Participants in the Solicitation

 

RAAC and Berkshire Grey and their respective directors and executive officers may be deemed to be participants in the solicitation of proxies from stockholders of RAAC in connection with the proposed transaction under the rules of the SEC. RAAC’s stockholders and other interested persons may obtain, without charge, more detailed information regarding the names, affiliations and interests of directors and executive officers of RAAC in Amendment No. 1 to RAAC's Annual Report on Form 10-K/A for the fiscal year ended December 31, 2020 as well as RAAC’s other filings with the SEC. Other information regarding persons who may, under the rules of the SEC, be deemed the participants in the proxy solicitation of RAAC’s stockholders in connection with the proposed Business Combination and a description of their direct and indirect interests, by security holdings or otherwise, is included in the preliminary proxy statement / prospectus and will be contained in other relevant materials to be filed with the SEC regarding the proposed Business Combination (if and when they become available).

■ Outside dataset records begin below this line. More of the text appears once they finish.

PR #4718, opened 2021-03-09
clang-tidy: run through performance checks

neheb:

### DIFF
--- a/hardware/Limitless.cpp
+++ b/hardware/Limitless.cpp
@@ -167,10 +167,6 @@ CLimitLess::CLimitLess(const int ID, const int LedType, const int BridgeType, co
 	Init();
 }
 
-CLimitLess::~CLimitLess(void)
-{
-}
-
 void CLimitLess::Init()
 {
 	m_CommandCntr = 1;
--- a/main/SQLHelper.cpp
+++ b/main/SQLHelper.cpp
@@ -7809,13 +7809,12 @@ void CSQLHelper::DeleteDateRange(const char *ID, const std::string &fromDate, co
 	if (result.empty())
 		return;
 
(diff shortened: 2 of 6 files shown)


hardware/Limitless.cpp
```diff
@@ -167,10 +167,6 @@ CLimitLess::CLimitLess(const int ID, const int LedType, const int BridgeType, co
 	Init();
 }
 
-CLimitLess::~CLimitLess(void)
-{
```
gizmocuz, line 171: I added this back, each class should have a deconstructor in .cpp file as it's easier for possible additions
I have no problem with a empty one

main/SQLHelper.cpp
```diff
@@ -3332,7 +3332,7 @@ void CSQLHelper::ManageExecuteScriptTimeout(int pid, int timeout, bool *stillRun
 }
 #endif
 
-void CSQLHelper::PerformThreadedAction(const _tTaskItem tItem)
+void CSQLHelper::PerformThreadedAction(const _tTaskItem &tItem)
```
gizmocuz: This is where it crashed last time, please do not undo my changes
Also we do not need to modify the taskItem after the function returns

hardware/Limitless.cpp
neheb: The goal is size reduction.

main/SQLHelper.cpp
neheb: This was automated. I'll look into it.

neheb: Removed. Easier than figuring out why clang-tidy thinks this should be a reference.

gizmocuz:
Thank you!!

PR #4721, opened 2021-03-10
treewide: start using fmtlib

neheb:
fmtlib is faster than C format family of functions. It also allows to
clean up the code here.

Some of these are probably wrong. Just posting here for comments.


gizmocuz:
I think fmt can be used as a header only library correct?
Not sure if we need a external library or include it in the project
There are a few places where we can use this, but these places can also be converted to use stringstream
If it's just a few places we have to think if its worth the change

tesfayeawala:
- [ ] ,lff

gizmocuz:
Seems this library is causing some issues/crashes. Just made a commit for a simple printf replacement (std_format)

PR #4726, opened 2021-03-12
Added double quotes around double quotes in -log file path parameter

laplug:
The current script used one (1) double quote. Innosetup requires double quotes around them to retain them in the path name parameter for path names with spaces in them.


gizmocuz:
Thank you for the PR! Working good !

PR #4729, opened 2021-03-14
JSON Web Token support (RFC 7519)

kiddigital:
This PR adds support for JSON Web Tokens (JWT) as an additional mean to authorize access to Domoticz.

**General**
For more information, see the official RFC at: [https://tools.ietf.org/html/rfc7519](https://tools.ietf.org/html/rfc7519)

It is a first step in future support for OpenID Connect ([https://openid.net/connect/](https://openid.net/connect/)) which uses JWT and OAuth2 as underpinning technologies.

Also for future support of OpenAPI ([https://www.openapis.org/](https://www.openapis.org/)), having token support is mandatory when implementing OpenAPI support in Domoticz.

**How does it work (now)**

When you enable 'Website protection' in the settings, Domoticz will ask you to perform a login before you get access to the UI. Also any other requests to the Domoticz webserver, for example by scripts and/or external dashboards, apps, etc., you either need to provide authorization using Basic Authentication and/or providing a valid session cookie.

Now it is also possible to provide a JWT access token as a 'Bearer' token through the HTTP 'Authorization' header. No need anymore to keep providing a valid session cookie or passing a username/password combination with each request. Just add the JWT Token to each request via the 'Authorization' header.

_Bonus_: When using JWT Bearer tokens, no cookies are generated and have to be exchanged. Also, Domoticz does not need to generate a _UserSession_ to keep track of the cookies which saves a lot of SQL reads AND writes to the UserSession table. Nice bonus to lower the wear on for example SD-cards when using a Pi.

**What does it look like?**
A JWT token is an base64 encoded string consisting of 3 parts. Each of these parts have a function and contain information that can be leveraged. To _see_ what information is in a JWT Token, you can use [https://jwt.io/#debugger-io](https://jwt.io/#debugger-io) to take a look.

Although the information usually is readable, which is fine because it contains your information, it cannot be tampered with as it is signed. When receiving a JWT token, the signature is checked to ensure data is not corrupted.

The _payload_ of each JWT contains relevant information that is used by this PR and looks like the following: 
```
{
  "aud": "DomIssuer1",
  "exp": 1615728854,
  "iat": 1615725254,
  "iss": "Domoticz.com",
  "nbf": 1615725254,
  "sub": "tester"
}
```
Each of the _claims_ in the payload is mandatory and is also validated. 

The 'exp' (expires at), 'nbf' (not before) and 'iat' (issued at) are all Unix Timestamp values about when the token was issued and in what period it is valid.

The _Audience_ (aud) claim contains the _ClientID_ of the **Client** (~application, etc.) for which the token is given out.
The _Subject_ (sub) contains the **Resource Owner**, which is the actual user (you :) )
And the _Issuer_ is the **Authorization Server** that created the token, here it is the Domoticz authorization Realm

**How to retrieve a JWT token?**

At the moment, not a full OpenID Connect (or OAuth2) flow is implemented. A basic flow resembling the _Client Credentials Grant_ type ([https://tools.ietf.org/html/rfc6749#section-4.4](https://tools.ietf.org/html/rfc6749#section-4.4)) is available using the Domoticz normal _command_ structure. A *getjwttoken* command is added which, if called in the right way, returns a JSON response resembling an OAuth2 responds containing a new _access\_token_.

The command looks as followed:
```
https://<YOURDOMOTICZIP>/json.htm?type=command&param=getjwttoken&username=tester
```
The right way for this command is to call it using a POST request and also provide an _Authentication_ header containing a 'username/password' combination using the Basic authentication method of encoding. For example using Curl:
```
curl --request POST 'https://localhost:8443/json.htm?type=command&param=getjwttoken&username=tester' \
--header 'Authorization: Basic RG9tSXNzdWVyMTpEb21Jc3N1ZXI='
```
Here the 'username/password' are NOT the username and password of the user named 'tester', but the ClientID and ClientSecret of the **Client** (DomIssuer1) that wants the token _on behalf off_ the User (tester).

The _username_ parameter provided in the URI needs to be a valid Domoticz user 

and the result:
```
{
    "access_token": "eyJhbGciOiJIUzI1NiIsInR5cCI6IkpXVCJ9.eyJhdWQiOiJEb21Jc3N1ZXIxIiwiZXhwIjoxNjE1NzM0NzA2LCJpYXQiOjE2MTU3MzExMDYsImlzcyI6IkRvbW90aWN6LmNvbSIsIm5iZiI6MTYxNTczMTEwNiwic3ViIjoidGVzdGVyIn0.m14_7PgD0yCocbZqLOwSjZDNLTS1eLv8QyGDnCY01YA",
    "expires_in": 3600,
    "status": "OK",
    "title": "getjwttoken",
    "token_type": "Bearer"
}
```

**Setting up a Client**
Before a _client_ can use JWT Tokens on behalf off a user, such a client needs to be setup.

This is done through the 'Users' configuration of Domoticz (See 'Setup/More Options/Edit Users').
To _register_ as client, create a User and give that user the *ClientID* rights, see screenshot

You may obtain free copies of these documents at the SEC’s website at www.sec.gov. Copies of documents filed with the SEC by RAAC will also be available free of charge from RAAC using the contact information above.

 

No Offer or Solicitation

 

This document is not a proxy statement or solicitation or a proxy, consent or authorization with respect to any securities or in respect of the proposed Business Combination and shall not constitute an offer to sell or a solicitation of an offer to buy the securities of RAAC, Berkshire Grey or the combined company, nor shall there be any sale of securities in any jurisdiction in which such offer, solicitation or sale would be unlawful prior to registration or qualification under the securities laws of any such jurisdiction. No offer of securities shall be deemed to be made except by means of a prospectus meeting the requirements of Section 10 of the Securities Act, and otherwise in accordance with applicable law.